Last week, the Assembly and Senate both held floor votes and passed three anti-gun bills each. In addition, other anti-gun bills in the Assembly are still eligible for floor votes ahead of the June 2nd deadline for bills to receive floor votes in their chamber of origin.
Passed by Assembly:
Assembly Bill 28 places an excise tax of 11% on the sales price of all firearms, firearm precursor parts, and ammunition. These taxes are to be collected from California retailers and placed in a newly created “gun violence” fund for appropriation by the state legislature. It is unjust to saddle law-abiding gun owners with special taxes. Such a measure makes it more expensive for law-abiding citizens to exercise a constitutional right, and discourages them from practicing to be safe and proficient with their firearms for purposes such as self-defense, competition, and hunting.
Assembly Bill 1483 expands California’s one-gun-per-month rationing scheme to also include private party transfers.
Assembly Bill 1598 requires licensed firearm dealers to provide a DoJ published pamphlet on “the benefits and risks of firearm ownership” to those receiving firearms. Additionally, it allows DoJ to solicit input from “reputable” organizations. Given the Attorney General’s disdain for the Second Amendment, it’s possible these pamphlets could be little more than anti-gun propaganda pieces.
Passed by the Senate:
Senate Bill 2 is an attempt to ignore the U.S. Supreme Court’s ruling in the Bruen case, which affirmed the right-to-carry. Among other things, it creates new subjective criteria for the issuance of carry permits to allow authorities to arbitrarily deny applicants, restricts permit holders to carry only handguns registered to themselves, increases the requirements to apply for a permit, and increases “gun-free zones” where law-abiding citizens are left defenseless.
Senate Bill 368 mandates that licensed firearm dealers offer the service of storing firearms for safekeeping, prohibits firearm dealers from offering items in games of chance (such as by raffles), and expands prohibited persons categories for certain misdemeanor crimes.
Senate Bill 452 prohibits firearm dealers from selling or transferring any semi-automatic handgun after January 1st, 2027, unless the state certifies that it has microstamping. In addition, it also prohibits replacing a microstamping component on such a handgun unless it is replaced with another “valid” microstamping component. In recent weeks, a federal court struck down the microstamping requirement, as well as other required features for handgun models to be placed on the California handgun roster. While the attorney general has appealed the decision, he did not appeal the microstamping requirement. To read more about California’s microstamping law, please click here.

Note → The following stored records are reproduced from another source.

PR #10874, opened 2022-08-10
fix: stop the timer correctly on init env errors

jhockett:
#### Description of changes
The initialize-env timer code has a bug when an error is thrown. Due to process.exit() in the catch block, the finally block would never execute and the timer would never be properly stopped in this case.

Created a demo to see what would happen.

```js
function main() {
  try {
    console.log('try block')
    throw '';
  } catch {
    console.log('catch block')
    process.exit(1);
  } finally {
    console.log('finally block')
  }
}

main()
```

Output
```
try block
catch block
```

#### Checklist

- [x] PR description included
- [ ] `yarn test` passes


packages/amplify-cli/src/initialize-env.ts
```diff
@@ -76,10 +76,10 @@ export const initializeEnv = async (
     } catch (e) {
       printer.error(`Could not initialize '${currentEnv}': ${e.message}`);
       context.usageData.emitError(e);
-      process.exit(1);
-    } finally {
       context.usageData.stopCodePathTimer(ManuallyTimedCodePath.INIT_ENV_PLATFORM);
+      exitOnNextTick(1);
```
danielleadams, line 80: What is `exitOnNextTick` for?

jhockett: It calls process.exit(), but first closes the logger:
https://github.com/aws-amplify/amplify-cli/blob/dev/packages/amplify-cli-core/src/exitOnNextTick.ts

pavellazar (dismissed):

edwardfoyle (dismissed):

jhockett:
No longer relevant.

PR #10915, opened 2022-08-19
fix: add FF input to show ACM correctly

marcvberg:
#### Description of changes
Due to fun typescript issues we can't access the feature flag from the transformer core package, so it needs to be given as input from outside. This adds the necessary input for showing ACM rules. This should not be merged until the API category version is bumped that includes this PR: https://github.com/aws-amplify/amplify-category-api/pull/747

#### Checklist

- [ ] PR description included
- [ ] `yarn test` passes

### DIFF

Still eligible for Assembly floor votes:
Assembly Bill 574 requires gun owners, when filling out the Dealer Record of Sale, to affirm that they have checked and confirmed possession of every firearm they own or possess within the past 30 days. This requirement runs contrary to the Fifth Amendment right against self-incrimination and is an additional burden for gun owners, especially those with firearms stored in multiple residences or in safe deposit boxes, that can make them ineligible to purchase another firearm until they visit all of those locations.
Assembly Bill 725 expands California’s one-size-fits-all reporting mandate for lost or stolen firearms to also include precursor parts. Californians may face criminal penalties if they fail to report the loss or theft of what were previously unregulated pieces of plastic and metal.
Assembly Bill 732 goes above and beyond federal law in its requirement for individuals to relinquish their firearms upon conviction of a prohibiting offense. In addition, it creates a verification and enforcement procedure that can potentially violate the Fifth Amendment right against self-incrimination.
Assembly Bill 733 prohibits state and local government entities from selling off surplus firearms, ammunition, and body armor. This prevents them from being good stewards of taxpayer money and prevents the public from buying these taxpayer funded items, which are lawful to own.
Assembly Bill 1089 expands California’s ban on private citizens and non-professional users making firearms with CNC milling machines, or possessing CNC milling machines that have the “primary” or “intended” function of manufacturing firearms, to also include 3D printers. This is simply another scheme to harass law-abiding hobbyists by preventing them from using modern manufacturing techniques for otherwise lawful purposes.
Assembly Bill 1133 establishes a one-size-fits-all curriculum for the training courses required for carry permit applicants. The bill language is intentionally vague, giving the California Department of Justice broad authority, and requires written examinations amongst the requirements, which could be modeled in a fashion that prevents certain individuals from achieving passing scores. No evidence has been provided to show that there are any problems with lack of training or quality training from the many licensed concealed carry permit holders in the state. This legislation appears to be more of a solution in search of a problem.
Assembly Bill 1420 broadens the grounds for firearm dealer inspections and punitive measures for technical violations. In addition, it requires that prospective firearm purchasers and recipients list their email address on the DROS forms.